-------- DATA FOR REVIEW --------

PR #6513, opened 2026-01-15
pnnx: add TNN Flatten operator support in pass_level2

Missmiaom:
## Summary

Add support for TNN `Flatten` operator in PNNX pass_level2 conversion.

## Problem

Currently, TNN models containing `Flatten` layers fail to convert to PNNX/NCNN format because the operator mapping is missing in pass_level2.

## Solution

Implement `torch_flatten_tnn` pass in `torch_flatten.cpp` following the same pattern as the existing `torch_flatten_onnx` pass.

**Key changes:**
- Add `torch_flatten_tnn` class to match `tnn.Flatten` operator
- Map TNN `arg0` parameter to PyTorch `start_dim` parameter
- Set `end_dim=-1` to flatten to the last dimension
- Use default `start_dim=1` when parameter is not specified


nihui:

PR #6516, opened 2026-01-16
Add a CMake option to use system-provided pybind11

Integral-Tech:
This option enables the use of the pybind11 package available in the official repositories of Linux distributions.


tencent-adm:
[CLA assistant check](https://cla.opensource.tencent.com/Tencent/ncnn?pullRequest=6516) <br/>All committers have signed the CLA.

Integral-Tech:
@nihui IMO, the suggestion from Copilot, which uses the `REQUIRED` keyword in the `find_package()` call, is not optimal. It would be better to fallback to the submodule if the pybind11 package is not found, similar to how the glslang finding works.

I have just pushed a new commit to include the latest changes :)

nihui:

PR #6549, opened 2026-02-15
more opearation support for binaryop

futz12:
1. finish todo of binaryop


src/layer/binaryop.cpp
```diff
@@ -240,6 +308,14 @@ static void binary_op_broadcast(const Mat& a, const Mat& b, Mat& c, int op_type,
...
     if (op_type == BinaryOp::Operation_ATAN2) return binary_op_broadcast<binary_op_atan2>(a, b, c, opt);
     if (op_type == BinaryOp::Operation_RATAN2) return binary_op_broadcast<binary_op_atan2>(b, a, c, opt);
+    if (op_type == BinaryOp::Operation_FMOD) return binary_op_broadcast<binary_op_fmod>(a, b, c, opt);
+    if (op_type == BinaryOp::Operation_RFMOD) return binary_op_broadcast<binary_op_rfmod>(a, b, c, opt);
+    if (op_type == BinaryOp::Operation_LOGADDEXP) return binary_op_broadcast<binary_op_logaddexp>(a, b, c, opt);
+    if (op_type == BinaryOp::Operation_RLOGADDEXP) return binary_op_broadcast<binary_op_rlogaddexp>(a, b, c, opt);
+    if (op_type == BinaryOp::Operation_FLOOR_DIVIDE) return binary_op_broadcast<binary_op_floor_divide>(a, b, c, opt);
+    if (op_type == BinaryOp::Operation_RFLOOR_DIVIDE) return binary_op_broadcast<binary_op_rfloor_divide>(a, b, c, opt);
+    if (op_type == BinaryOp::Operation_REMAINDER) return binary_op_broadcast<binary_op_remainder>(a, b, c, opt);
+    if (op_type == BinaryOp::Operation_RREMAINDER) return binary_op_broadcast<binary_op_rremainder>(a, b, c, opt);
```
nihui: In the generic binaryop.cpp, the existing reverse operations (RSUB, RDIV, RPOW, RATAN2) are dispatched by swapping a and b and using the forward functor:
```
  if (op_type == BinaryOp::Operation_RPOW) return binary_op_broadcast<binary_op_pow>(b, a, c, opt);
  if (op_type == BinaryOp::Operation_RATAN2) return binary_op_broadcast<binary_op_atan2>(b, a, c, opt);
```
  But the new reverse operations use the reverse functor with the original argument order instead of the forward functor with swapped arguments:
```
  if (op_type == BinaryOp::Operation_RFMOD) return binary_op_broadcast<binary_op_rfmod>(a, b, c, opt);
  if (op_type == BinaryOp::Operation_RFLOOR_DIVIDE) return binary_op_broadcast<binary_op_rfloor_divide>(a, b, c, opt);
  if (op_type == BinaryOp::Operation_RREMAINDER) return binary_op_broadcast<binary_op_rremainder>(a, b, c, opt);
  if (op_type == BinaryOp::Operation_RLOGADDEXP) return binary_op_broadcast<binary_op_rlogaddexp>(a, b, c, opt);
```
  While this is functionally equivalent for the scalar element-wise case (rfmod(x,y) == fmod(y,x)), it's an inconsistency with the established pattern. The existing pattern binary_op_broadcast<forward_op>(b, a, ...) is more efficient
  because it avoids instantiating a separate reverse template — the broadcast logic handles the swap. This doubles template instantiations unnecessarily for these new operations.

  Recommendation: Follow the existing pattern:
```
  if (op_type == BinaryOp::Operation_RFMOD) return binary_op_broadcast<binary_op_fmod>(b, a, c, opt);
```

src/layer/binaryop.cpp
```diff
@@ -226,6 +226,74 @@ struct binary_op_ratan2
...
+
+struct binary_op_rlogaddexp
+{
+    float operator()(const float& x, const float& y) const
+    {
+        float max_xy = std::max(y, x);
+        float min_xy = std::min(y, x);
+        return (float)(max_xy + log1pf(expf(min_xy - max_xy)));
+    }
+};
```
nihui, line 253: logaddexp(x, y) = log(exp(x) + exp(y)) is a commutative operation — logaddexp(x, y) == logaddexp(y, x). Having Operation_RLOGADDEXP as a separate enum value is mathematically redundant. The binary_op_rlogaddexp functor computes
  max(y,x) + log1p(exp(min(y,x) - max(y,x))) which is identical to max(x,y) + log1p(exp(min(x,y) - max(x,y))).

  While this doesn't cause incorrect results, it wastes enum space, increases code size across all backends, and is conceptually misleading. If the intent is to keep symmetry with other operations for the get_reverse_op_type function, a
   comment explaining this would be helpful. Or get_reverse_op_type could simply return Operation_LOGADDEXP for both directions.

src/layer/arm/neon_mathfun.h
```diff
@@ -404,6 +404,91 @@ static inline float32x4_t atan2_ps(float32x4_t a, float32x4_t b)
     return vld1q_f32(tmpx);
 }
 
+static inline float32x4_t trunc_ps(const float32x4_t& x)
+{
+    // truncate toward zero
+    int32x4_t xi = vcvtq_s32_f32(x);
+    return vcvtq_f32_s32(xi);
+}
```
nihui, line 416: On aarch64, NEON provides vrndq_f32 for truncation toward zero, but the implementation uses the less precise int-conversion approach:
```  static inline float32x4_t trunc_ps(const float32x4_t& x) {
      int32x4_t xi = vcvtq_s32_f32(x);
      return vcvtq_f32_s32(xi);
  }
```
  Compare with floor_ps which correctly uses the hardware instruction on aarch64:
```  static inline float32x4_t floor_ps(const float32x4_t& x) {
  #if __aarch64__
      return vrndmq_f32(x);
  #else
      // fallback...
  #endif
  }
```

nihui:

DickyQi:
Operation_LOGADDEXP vulkan shader failed compile on fp16 mode
I think it should be change link this:
if (op_type == 14) res = max(v1, v2) + log(1.0 + exp(min(v1, v2) - max(v1, v2)));  -->
if (op_type == 14) res = max(v1, v2) + log(afp(1.0) + exp(min(v1, v2) - max(v1, v2)));

nihui:
> Operation_LOGADDEXP vchange  shader failed compile on fp16 mode I think it should be change link this: if (op_type == 14) res = max(v1, v2) + log(1.0 + exp(min(v1, v2) - max(v1, v2))); --> if (op_type == 14) res = max(v1, v2) + log(afp(1.0) + exp(min(v1, v2) - max(v1, v2)));

feel free to drop a pull request change :D

nihui:
> Operation_LOGADDEXP vulkan shader failed compile on fp16 mode I think it should be change link this: if (op_type == 14) res = max(v1, v2) + log(1.0 + exp(min(v1, v2) - max(v1, v2))); --> if (op_type == 14) res = max(v1, v2) + log(afp(1.0) + exp(min(v1, v2) - max(v1, v2)));

https://github.com/Tencent/ncnn/pull/6602

PR #6550, opened 2026-02-19
Add CompareOp

futz12:
support for torch.lt/gt/le/ge/eq/ne


futz12:
https://github.com/Tencent/ncnn/pull/6551

PR #6584, opened 2026-03-08
x86: add AbsVal_x86 with bf16 storage support

nihui:
Use floating-point AND (SSE2/AVX/AVX-512F) to clear the sign bit of each bf16/fp32 element. For bf16, reinterpret pairs as float and mask with 0x7fff7fff to clear both sign bits in one 32-bit AND -- no AVX2 integer instructions needed, no fp32 round-trip required.

### DIFF
--- a/src/layer/x86/absval_x86.cpp
+++ b/src/layer/x86/absval_x86.cpp
@@ -1,0 +1,157 @@
+// Copyright 2026 Tencent
+// SPDX-License-Identifier: BSD-3-Clause
+
+#include "absval_x86.h"
+
+#if __SSE2__
+#include <emmintrin.h>
+#if __AVX__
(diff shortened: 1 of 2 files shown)


tencent-adm:
[CLA assistant check](https://cla.opensource.tencent.com/Tencent/ncnn?pullRequest=6584) <br/>Thank you for your submission, we really appreciate it. Like many open source projects, we ask that you sign our [Contributor License Agreement](https://cla.opensource.tencent.com/Tencent/ncnn?pullRequest=6584) before we can accept your contribution.<br/><sub>You have signed the CLA already but the status is still pending? Let us [recheck](https://cla.opensource.tencent.com/check/Tencent/ncnn?pullRequest=6584) it.</sub>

--------

WHAT YOU HAVE TO DO:
With "option" as the string to match, show every line of the entries above that has it.

OUTPUT FOR THIS EXERCISE:
Add a CMake option to use system-provided pybind11
This option enables the use of the pybind11 package available in the official repositories of Linux distributions.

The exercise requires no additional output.